Pull out every line below that holds the word "least".

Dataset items
★ ★ ★
PR #153, opened 2016-02-20
chore(npm): remove shrinkwrap

k88hudson:
Since this is a bit of a pain/seems to go out of sync a lot and is causing more issues than it is preventing them, let's remove shrinkwrap for now and rely on locked semver for dependencies. We can restore if we need it.


pdehaan:
LGTM. Did you want to remove all the semver range operators in the package.json file as well?
I spotted ~45 of them, which may cause slightly breaking behavior between builds now that shrinkwrap isn't locking version numbers.

pdehaan:
Merging. We can lock devDeps in a future PR if we run out of literally all other valuable work and get that desparate.

PR #155, opened 2016-02-20
fix(content): Make sure components do not throw if some data is missing

k88hudson:
The reasoning behind this is that sometimes we get weirdly formatted history items, which ideally we will filter out, but at least we don't want to crash the whole parent component.

### DIFF
--- a/content-test/components/ActivityFeed.test.js
+++ b/content-test/components/ActivityFeed.test.js
@@ -37,6 +37,12 @@ describe("ActivityFeedItem", function() {
     el = ReactDOM.findDOMNode(instance);
   });
 
+  it("should not throw if missing props", () => {
+    assert.doesNotThrow(() => {
+      TestUtils.renderIntoDocument(<ActivityFeedItem />);
+    });
+  });
+
   describe("valid sites", () => {
     it("should create the element", () => {
       assert.ok(el);
--- a/yamscripts.yml
+++ b/yamscripts.yml
@@ -41,7 +41,7 @@ scripts:
     # test:jpm: Run jpm tests
     jpm: jpm test -b beta
     # test:karma: Run content tests only
-    karma: karma start
+    karma: karma start --browsers FirefoxNightly
 
 # tdd: Run content tests continuously
   tdd: karma start --no-single-run
--- a/content-src/components/Header/Header.js
+++ b/content-src/components/Header/Header.js
@@ -7,16 +7,17 @@ const Header = React.createClass({
   },
   render() {
     const props = this.props;
+    const currentRoute = props.currentRoute || {};
     return (<header className="head">
       <section className="nav" onClick={() => this.setState({showDropdown: !this.state.showDropdown})}>
         <h1>
-          <span hidden={!props.currentRoute.icon} className={`icon fa ${props.currentRoute.icon}`} />
-          <span>{props.currentRoute.title}</span>
+          <span hidden={!currentRoute.icon} className={`icon fa ${currentRoute.icon}`} />
+          <span>{currentRoute.title}</span>
           <span className="arrow fa fa-chevron-down" />
         </h1>
         <ul className="nav-picker" hidden={!this.state.showDropdown}>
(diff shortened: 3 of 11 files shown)


content-test/components/ActivityFeed.test.js
```diff
@@ -37,6 +37,12 @@ describe("ActivityFeedItem", function() {
     el = ReactDOM.findDOMNode(instance);
   });
 
+  it("should not throw if on missing props", () => {
```
pdehaan: nit: not sure if you want "should not throw **if** missing props" or "should not throw **on** missing props".
Having both "**if on**" sounds a bit awkward (same w/ component-test/components/{SiteIcon,TopSites}.test.js below too)

k88hudson: oops brain fail

pdehaan:
I think this needs a rebase to pick up the latest FF 45/Beta fixes.

k88hudson:
@pdehaan I just realized karma is going to be a problem if you have stable firefox installed, since it will point to stable firefox

k88hudson:
@pdehaan R? I added nightly back in for local test running so they don't fail.. as for the beta path, i'm going to file a ticket about it

yamscripts.yml
```diff
@@ -41,7 +41,7 @@ scripts:
     # test:jpm: Run jpm tests
     jpm: jpm test -b beta
     # test:karma: Run content tests only
-    karma: karma start
+    karma: karma start --browsers FirefoxNightly
```
pdehaan: So this is just overriding the `browsers` set in the [karma.conf.js:7](https://github.com/mozilla/activity-streams/blob/fix-empty-case/karma.conf.js#L7)?

pdehaan:
I'm getting this locally:
```
SUMMARY:
✔ 64 tests completed
✖ 1 test failed

FAILED TESTS:
  ActivityFeedItem
    ✖ should not throw if on missing props
      Firefox 47.0.0 (Mac OS X 10.11.0)
    expected [Function] to not throw an error but 'TypeError: url is undefined' was thrown
    AssertionError@/Users/pdehaan/dev/github/activity-streams/content-test/index.js:354:19 <- webpack:///~/assertion-error/index.js:73:0
```

pdehaan:
Travis-CI is passing, but I'm seeing the following warnings in the log:

> - ERROR: 'Warning: Failed propType: Required prop `url` was not specified in `ActivityFeedItem`.' ([source](https://travis-ci.org/mozilla/activity-streams/builds/110851472#L657))
>
> - ERROR: 'Warning: Failed propType: Required prop `sites[0].url` was not specified in `TopSites`.' ([source](https://travis-ci.org/mozilla/activity-streams/builds/110851472#L709))
> 
> - ERROR: 'Warning: Each child in an array or iterator should have a unique "key" prop. Check the render method of `TopSites`. See https://fb.me/react-warning-keys for more information.' ([source](https://travis-ci.org/mozilla/activity-streams/builds/110851472#L710))

k88hudson:
Those warnings are actually expected, since we're making sure the components don't throw (just show errors)

k88hudson:
@rlr what do you think?

oyiptong:
Exceptions, even when expected, cause log entries to occur, at least in my experience. It be because we set the log to verbose mode.

oyiptong:
As far as I can see, the tests actually not throwing anything, so I don't know why the errors are showing up

rlr:
I see. Should we make those props have `isRequired=False` since we gracefully handle their absence? Or do we want the warnings in the console? I kind of lean towards just making it all optional since that's how we are handling it.

k88hudson:
@rlr @oyiptong They are just validation errors from React; I think we do want to keep them, because it means there is something screwed up in our data source i.e. we're not filtering something properly and we probably want to know about it. However, I figured it's better just to warn rather than throw, which will destroy the whole component

rlr:
sounds good. definitely warn over throw, especially on the released version :+1:

oyiptong:
:+1:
★ ★ ★
### Your response
The reasoning behind this is that sometimes we get weirdly formatted history items, which ideally we will filter out, but at least we don't want to crash the whole parent component.
Exceptions, even when expected, cause log entries to occur, at least in my experience. It be because we set the log to verbose mode.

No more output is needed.